PR #2020, opened 2023-12-01
ChatGPT tool for filling out metadata automatically 

veronikasamborska1994:
Features atm:
- at the moment can work with old snapshot dvc files and should work with @Marigold's automatically generated metadata grapher yaml files for automating the creation of data pages
- creates a new metadata file based on the new format in the same directory (with updated_with_gpt_ prefix) 

Possible changes/additions:

- We can change it so that a user can select their preferred destination directory (e.g., if we are updating a dataset this might be useful but might want to leave some fields explicitly blank - e.g., date updated) 
- It won't work super well with the garden step's yaml atm because it doesn't yet have a more precise prompt --> can think of how to make this more useful depending on what we might want to use it for (e.g., if we want to use it for future updates then maybe integrating it with the tool that we used to have for automatically generating a yaml file based on the garden step might be the best option) 

@Marigold what do you think? 

p.s. the garden step will definitely be trickier to implement and we might need to do something along the lines of the country standardising tool we have atm --> will need to break down each prompt into smaller ones (maybe just feed the background dataset metadata and the indicator name (needs to be informative) and any other information we already have as one prompt) to avoid running into issues with our prompts being too long..


Marigold:
Sweet! I've tried it on Data Pages migration and [created a PR](https://github.com/owid/etl/pull/2021) to easily see suggestions. It's a pretty good starting point. I can imagine this being used internally in `etl-metadata-migrate` - flag `--metagpt` would do AI post-processing of YAML and replace those "TBD - ..." comments with "AI - ..." comments (so the user would only check the output and remove `AI -` prefix).

A couple of observations:
- It truncates the output when YAML is too long. Maybe we could ask it to only fill metadata for a **single indicator**.
- We can ask for returning **just the updated fields** and then update the YAML ourselves (I can give you snippets how to do that). It could also be faster & cheaper.
- It changes `origin.description` (would be fixed by only returning changed fields for an indicator)
- We don't need to fill topic tags or `update_period_days` or `processing_level`, these are easy.
- There might be some overlap with FAQs. Perhaps we could add FAQ entries to the input and tell it not to repeat itself. (This might be trickier to implement, so probably not worth doing atm)
- I think you can set `json_object` [response format](https://github.com/openai/openai-python#nested-params). That could be helpful? (It would go well together with only returning changed fields) (You might have to upgrade openai with `poetry add openai@latest`)
- It would be helpful to print openai query cost (it's available in the response somewhere)

Overall, this looks very promising. I have high hopes of merging it with `etl-metadata-migrate` and having automatic data page migrations.

apps/metagpt/cli.py
```diff
@@ -0,0 +1,198 @@
...
+    - URL to data product's main site.
+
+15. version_producer (string or number, recommended if existing)
+    - Use producer's version naming.
+"""
+
+
+# Main CLI command setup with Click
+@click.command()
+@click.option("--path-to-file", prompt=True, type=str, help="Path to the metadata file.")
```
Marigold, line 96: It'd be nice to have the option for overwriting input file, i.e.
```
@click.option(
    "--overwrite",
    default=False,
    type=bool,
    help="Overwrite input file if set to True. Otherwise create a new file with prefix `updated_with_gpt_`.",
)
```

apps/metagpt/cli.py
```diff
@@ -0,0 +1,198 @@
...
+    except Exception as e:
+        log.error("Metadata update process failed.", error=str(e))
+
+
+def read_metadata_file(path_to_file: str) -> str:
+    """Reads a metadata file and returns its content."""
+    try:
+        with open(path_to_file, "r") as file:
+            return file.read()
+    except IOError as e:
```
Marigold, line 114: It's unnecessary to catch the error, print error message and then reraise it. You could just use
```
with open(path_to_file, "r") as file:
    return file.read()
```
for simplicity.

veronikasamborska1994:
> created a PR



> * We can ask for returning **just the updated fields** and then update the YAML ourselves (I can give you snippets how to do that). It could also be faster & cheaper.

regarding this point I think there are two potential solutions here depending on whether we are only solving this particular issue or if we want to later adapt it to infer metadata in the garden step for working with new datasets as well. For this particular problem we can keep the prompt at the metadata file level and only ask it to generate the changed fields. Alternatively, if we anticipate these files to be pretty big then we'd want to create a separate prompt for each indicator and fill it out one by one (I think the cumulative cost will end up being higher for this though). What do you think?

Marigold:
Your point about garden metadata files and flexibility in general makes sense, I'll leave it up to you then. 

> any others you think will be particularly useful? I have a sense that asking it to generate titles hasn't been working super well for me.

I don't work with metadata on a daily basis, so your call ;).

Marigold:
@veronikasamborska1994, do you think this is already in a state to be merged and started being used by others? (e.g. to help with data pages migrations)

veronikasamborska1994:
> @veronikasamborska1994, do you think this is already in a state to be merged and started being used by others? (e.g. to help with data pages migrations)

hey @Marigold! sorry I've been away for a week and have a couple of things to catch up on first but I'll take a look tomorrow and see if it's ready :)

veronikasamborska1994:
> This looks super useful, @veronikasamborska1994!
> 
> Maybe you could add an entry to the docs explaining how to use this tool? If you go for it, I'd suggest creating a file like `docs/tutorials/metadata_gpt.md` and put there all the docs. In order to be correctly listed in the page, you should add this new file to [mkdocs.yml](https://github.com/owid/etl/blob/master/mkdocs.yml). Find more details on how to add a new entry to the docs here: https://docs.owid.io/projects/etl/dev/docs/

thanks @lucasrodes! will add the docs later today! I'll merge this today and will probably have more time this week to look into whether we can do something similar for the garden step!

PR #2027, opened 2023-12-04
📊 Adding TB disaggregated estimate data

spoonerf:


snapshots/tuberculosis/2023-11-27/burden_estimates.csv.dvc
```diff
@@ -3,11 +3,11 @@
 meta:
   origin:
     # Data product / Snapshot
-    title: Global tuberculosis report
+    title: Global Tuberculosis Report
     description: |-
       WHO has published a global tuberculosis (TB) report every year since 1997. The report provides a comprehensive and up-to-date assessment of the TB epidemic, and of progress in prevention, diagnosis and treatment of the disease at global, regional and country levels.
     date_published: 2023-11-07
-    title_snapshot: Global tuberculosis report - burden estimates
+    title_snapshot: Global Tuberculosis Report - Burden Estimates
```
pabloarosado, line 10: A couple of comments on the rest of this file:
* The license should not appear in citation_full.
* The license.url should be the place within the WHO website where they explain their license, not the explanation of the license itself.

pabloarosado: The same applies to the other dvc file.

etl/steps/data/meadow/tuberculosis/2023-12-04/burden_disaggregated.py
```diff
@@ -0,0 +1,36 @@
...
+def run(dest_dir: str) -> None:
+    #
+    # Load inputs.
+    #
+    # Retrieve snapshot.
+    snap = paths.load_snapshot("burden_disaggregated.csv")
+
+    # Load data from snapshot.
+    tb = snap.read()
+    tb = tb.drop(columns=["iso2", "iso3", "iso_numeric"])
```
pabloarosado, line 18: The last line should be part of Process data.

etl/steps/data/garden/tuberculosis/2023-11-27/burden_disaggregated.py
```diff
@@ -0,0 +1,183 @@
...
+                region=region,
+                ds_regions=ds_regions,
+                ds_income_groups=ds_income_groups,
+            )
+            gr_cal = gr[["country", "year", "best", "lo", "hi", "population"]]
+            # Add region aggregates.
+            gr_reg = geo.add_region_aggregates(
+                df=gr_cal,
+                region=region,
+                countries_in_region=countries_in_region,
```
pabloarosado, line 125: Unfortunately, you must pass here the argument `countries_that_must_have_data=[]`, otherwise it will impose that certain countries must be informed. This is one of the reasons we should create a new function to create region aggregates.

pabloarosado: Even worse than that, it will silently load `key_indicators` to achieve that, which is not listed as a dependency. So, to avoid this issue, simply add the `countries_that_must_have_data=[]`.

etl/steps/data/garden/tuberculosis/2023-11-27/burden_disaggregated.py
```diff
@@ -0,0 +1,183 @@
...
+    return tb_gr_out
+
+
+def add_population_column(tb: Table) -> Table:
+    """
+    Adding the population for each age-group, in rows where the risk factor is "all".
+    """
+    tb_pop = tb[tb["risk_factor"] == "all"]
+    tb_no_pop = tb[tb["risk_factor"] != "all"]
+    tb_pop = add_population(
```
pabloarosado, line 147: Hmm, this is another function we should rethink. Under the hood, it loads `Dataset(DATA_DIR / "garden" / "un" / "2022-07-11" / "un_wpp")`. So, if you want to use this function, ensure that dependency is listed in the dag.

etl/steps/data/garden/tuberculosis/2023-11-27/burden_disaggregated.py
```diff
@@ -0,0 +1,183 @@
...
+
+    return tb_gr_out
+
+
+def add_population_column(tb: Table) -> Table:
+    """
+    Adding the population for each age-group, in rows where the risk factor is "all".
+    """
+    tb_pop = tb[tb["risk_factor"] == "all"]
+    tb_no_pop = tb[tb["risk_factor"] != "all"]
```
pabloarosado, line 146: To avoid warnings, add `reset_index(drop=True)` after slicing dataframes/tables.

pabloarosado (approved):
Looks good, except for some minor changes to avoid dependency issues.

snapshots/tuberculosis/2023-11-27/burden_estimates.csv.dvc
spoonerf: Ah okay - the source includes the licence in their citation, so I wasn't sure. I should still remove it?

etl/steps/data/garden/tuberculosis/2023-11-27/burden_disaggregated.py
spoonerf: Ah I didn't realise this before - thanks!

snapshots/tuberculosis/2023-11-27/burden_estimates.csv.dvc
pabloarosado: If they are very explicit about how to cite them, then follow their guidelines. Otherwise, it's better to remove the license from there (since it's defined elsewhere). Given that this citation is propagated, and the license of the data can change down the line, it's better to not mention any license outside the appropriate fields.

PR #3628, opened 2024-11-26
 :tada: Indicator semantic search

Marigold:
Prototype for indicator semantic search. This was originally motivated as a proof of concept that `EmbeddingsModel` can handle all indicators in memory, and we don't have to resort to more complex infrastructure (like [faiss](https://github.com/facebookresearch/faiss) for in-memory similarity search or a vector database like [milvus](https://milvus.io/)). This turned out to be fine since similarity search takes an acceptable <1s.

Whether **semantic search** over indicators is that useful is questionable. It seems that the lowest hanging fruit lies in [improving the existing search](https://github.com/owid/etl/issues/3710) in Admin. This is why I've decided to park it for now and didn't spend too much time making it pretty and really accurate. Still, it's a good showcase of what a semantic search has to offer and is worth merging in my opinion.

Embeddings are created from indicator title and description (concatenated). It works decently, but there are some issues (see problematic queries at the end). There are a couple of knobs to make it prettier (well, the UI is still crap... feedback would be much appreciated!). I plan to create a demo and let others know about it in January.

## How to review

Running this locally would have to calculate embeddings for all indicators, which could be time-consuming. I recommend to check out the [app on staging server](http://staging-site-indicator-search/etl/wizard/indicator_search) and try a few queries.

## Problematic queries
- Query "beer" returns "Coffee" as the most similar indicator. That's because indicators about beer are often long, especially when concatenated with description, which has tons of irrelevant information. This could be possibly fixed by "summarizing" title & description into a "fixed" length representation.


lucasrodes:
I had to merge with master & solve couple of complaints from unit tests.

Other than that, I tried running the `Indicator search` page locally, and it is taking a while (~1hour) to generate embeddings:

```
Batches:   3%|█                                   | 168/5620 [01:46<1:05:10,  1.39it/s]
```

(from terminal)

Is this expected?

Marigold:
Yes, it's expected. It takes a while to calculate embeddings for all indicators (a couple of hundred thousands). It's better to test it on staging unless you want to develop it further.

lucasrodes (approved):
lgtm! let's try it and see how it behaves

PR #3631, opened 2024-11-27
 :sparkles: Refactor & speedup insights search

Marigold:
Refactor and speed up insights search. Its functionality **isn't changing**. [Link](http://staging-site-insight-search-cache/etl/wizard/insight_search) to insights search on staging.

## Refactoring

- Move it into its own folder and split into data & app modules
- Use `Insight` object instead of dicts
- Improve `url_persist`

## Performance

Instead of calculating embeddings on every launch, save them to disk and add missing ones on every load. This makes initial loading almost instant and also speeds up search.


lucasrodes (approved):
LGTM, thanks Mojmir! Nice idea abstracting the logic to `Doc` class!!

PR #3653, opened 2024-11-28
🐝 ghe: getting spaces in jinja

spoonerf:
There were missing spaces in many of the variable titles and description_shorts, this fixes that. 

I'm a bit worried that changing the titles is going to dissociate the indicators from their charts, but it looks like it will be okay on staging, do you think it will be okay? 

/schedule 2024-11-28T20:00:00.000Z


lucasrodes (approved):
seems to be rendering just fine!

spoonerf:
Thanks! Let's try out the scheduling for this :)

Issue #3654, opened 2024-11-28
feature: check and remove unwanted whitespaces and linebreaks in metadata


lucasrodes:
It's often the case that we introduce unwanted linebreaks or whitespace in the metadata. These are sometimes rendered in the FASTT or the metadata of an indicator.

## Current workflow
At the moment, to make sure that I do not introduce unwanted characters, I do the following:

- Work on metadata, data steps.
- After importing to the database, I go to a sample indicator's data page preview.
- For instance, I might see the following chart, which has an unwanted linebreak before the period of the subtitle sentence:
    ![Image](https://github.com/user-attachments/assets/48014cb6-fd9a-419f-980d-76a8a4ccedc9)
- Then, I'll open the browser inspector, and in the Network tab, look for the URL with the indicator metadata shown. I'll open it and explore to see if there are any other unwanted characters. 
	```json
	{
	    "id": 971388,
	    "name": "Deaths from leukaemia among females aged 0-4 year olds\n",
	    "unit": "deaths",
	    "createdAt": "2024-08-07T11:04:57.000Z",
	    "updatedAt": "2024-11-28T10:02:03.000Z",
	    "coverage": "",
	    "timespan": "2000-2021",
	    "datasetId": 6662,
	    "shortUnit": "",
	    "columnOrder": 0,
	    "shortName": "death_count__age_group_years0_4__sex_female__cause_leukaemia",
	    "catalogPath": "grapher/who/2024-07-30/ghe/ghe#death_count__age_group_years0_4__sex_female__cause_leukaemia",
	    "dimensions": {...},
	    "descriptionShort": "Estimated number of deaths from leukaemia among females  aged 0-4 year olds\n.\n",
	...
	}
	```
- We observe that not only is there a line break (`\n`) before the period in `descriptionShort`, but also:
  - Linebreaks: One at the end of `name` and `descriptionShort`.
  - Whitespaces: double white space in `descriptionShort`, before "aged 0-4..."

I could also check the metadata JSON file in `data/` folder, but it contains all the Jinja syntax, and is hard to read:

```
"death_count": {
[...]

PR #3657, opened 2024-11-29
:sparkles: Jinja whitespaces and newlines

Marigold:
A couple of improvements to alleviate some pain from https://github.com/owid/etl/issues/3654.

- Added instructions how to preview metadata with dimensions in a notebook to avoid long build-wait-check cycles
- Strip whitespaces from Jinja blocks
- Improve ETL docs

Note that this is still not perfect and doesn't solve `\n.` problem from the issue (we still need to use `<%- elif` to get rid of it). Ideally, we should never have to use `-` and have the Jinja templates as intuitive as possible. To do this properly, we should:
1. Replace `dynamic-yaml` by something simpler and unify saving & loading of metadata files (while keeping it **fast**, there were tons of performance optimizations)
2. Move `jinja` functionality to `owid-catalog` and add method `VariableMeta.render_jinja(dim_dict={"..."})`
3. Add validation for double whitespaces, newlines, `\n.`, etc.

### DIFF
--- a/docs/architecture/metadata/structuring-yaml.md
+++ b/docs/architecture/metadata/structuring-yaml.md
@@ -233,4 +233,41 @@ tables:
           {definitions.conflict_type_estimate}
 ```
 
-Be cautious with line breaks and trailing whitespace when utilizing templates. Despite using good defaults, you might end up experimenting a lot to get the desired result.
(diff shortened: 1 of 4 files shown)


lucasrodes (approved):
This LGTM!

I think this is an improvement of the current status quo. We can continue thinking on how to make Jinja friendlier, ultimately. Maybe you can create an issue or add the future work you suggested there.

Thanks for improving the docs, too!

= = = = =

# What this task involves
Make a copy of each line in the records that has the word "grapher".

# Exercise output
- at the moment can work with old snapshot dvc files and should work with @Marigold's automatically generated metadata grapher yaml files for automating the creation of data pages
	    "catalogPath": "grapher/who/2024-07-30/ghe/ghe#death_count__age_group_years0_4__sex_female__cause_leukaemia",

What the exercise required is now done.